▶ _Task brief_:
A single number is the answer here: the count of lines in the records below in which the word "visualRefresh" appears.

▶ _Data_:

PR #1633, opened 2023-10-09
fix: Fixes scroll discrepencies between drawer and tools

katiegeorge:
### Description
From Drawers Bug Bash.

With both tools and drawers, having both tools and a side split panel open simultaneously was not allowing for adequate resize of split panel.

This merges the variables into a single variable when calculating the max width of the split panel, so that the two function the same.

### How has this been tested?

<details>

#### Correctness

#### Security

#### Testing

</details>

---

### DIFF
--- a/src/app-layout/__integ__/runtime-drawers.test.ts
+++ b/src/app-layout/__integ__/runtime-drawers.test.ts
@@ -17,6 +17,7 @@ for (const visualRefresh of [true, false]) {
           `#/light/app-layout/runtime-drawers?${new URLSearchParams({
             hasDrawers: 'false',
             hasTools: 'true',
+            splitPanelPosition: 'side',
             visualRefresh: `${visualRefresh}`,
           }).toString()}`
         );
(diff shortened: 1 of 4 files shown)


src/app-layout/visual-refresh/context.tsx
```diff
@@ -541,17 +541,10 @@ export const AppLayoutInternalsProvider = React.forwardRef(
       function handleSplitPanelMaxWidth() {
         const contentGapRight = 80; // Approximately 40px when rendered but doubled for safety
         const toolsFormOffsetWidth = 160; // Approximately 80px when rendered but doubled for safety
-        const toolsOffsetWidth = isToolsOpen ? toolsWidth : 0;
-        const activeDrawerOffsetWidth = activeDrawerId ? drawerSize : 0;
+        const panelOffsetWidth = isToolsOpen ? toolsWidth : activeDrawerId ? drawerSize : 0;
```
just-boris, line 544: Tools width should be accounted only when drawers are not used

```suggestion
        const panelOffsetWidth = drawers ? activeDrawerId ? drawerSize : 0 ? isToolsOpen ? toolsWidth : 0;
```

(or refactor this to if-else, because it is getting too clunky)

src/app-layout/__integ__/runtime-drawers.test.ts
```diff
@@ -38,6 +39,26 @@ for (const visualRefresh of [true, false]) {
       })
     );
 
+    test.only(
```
==
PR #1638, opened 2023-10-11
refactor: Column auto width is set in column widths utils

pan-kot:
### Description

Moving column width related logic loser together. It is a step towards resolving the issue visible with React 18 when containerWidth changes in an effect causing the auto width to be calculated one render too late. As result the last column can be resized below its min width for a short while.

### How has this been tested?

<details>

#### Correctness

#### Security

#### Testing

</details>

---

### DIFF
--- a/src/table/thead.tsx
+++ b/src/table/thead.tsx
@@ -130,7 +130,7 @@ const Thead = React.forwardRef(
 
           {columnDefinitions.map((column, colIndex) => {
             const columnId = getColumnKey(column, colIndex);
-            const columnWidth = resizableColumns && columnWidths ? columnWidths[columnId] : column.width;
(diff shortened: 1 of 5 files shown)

▶ _Expected answer_:
3